### Problem requirements
So that the copy matches the original, write out every entry exactly.

Dataset entries

* * *

PR #1986, opened 2022-12-23
Limit log message filepath length

svenseeberg:
### Short description
We sometimes get multiple MB of base64 coded files in the log file. This is not helping. I guess we need a deeper fix, but the output should be limited anyways.

### Proposed changes
Just in case limit the path length to 1024 characters in log messages.

### Side effects
If the path is longer then it would be cut. Should not happen too often though.

### Resolved issues
None, this is it.


MizukiTemma (approved):
👍 Thank you!

JoeyStk (approved):
Thank you a lot. Yes, this makes sense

* * *

### Solved exercise
PR #1986, opened 2022-12-23
Limit log message filepath length

svenseeberg:
### Short description
We sometimes get multiple MB of base64 coded files in the log file. This is not helping. I guess we need a deeper fix, but the output should be limited anyways.

### Proposed changes
Just in case limit the path length to 1024 characters in log messages.

### Side effects
If the path is longer then it would be cut. Should not happen too often though.

### Resolved issues
None, this is it.


MizukiTemma (approved):
👍 Thank you!

JoeyStk (approved):
Thank you a lot. Yes, this makes sense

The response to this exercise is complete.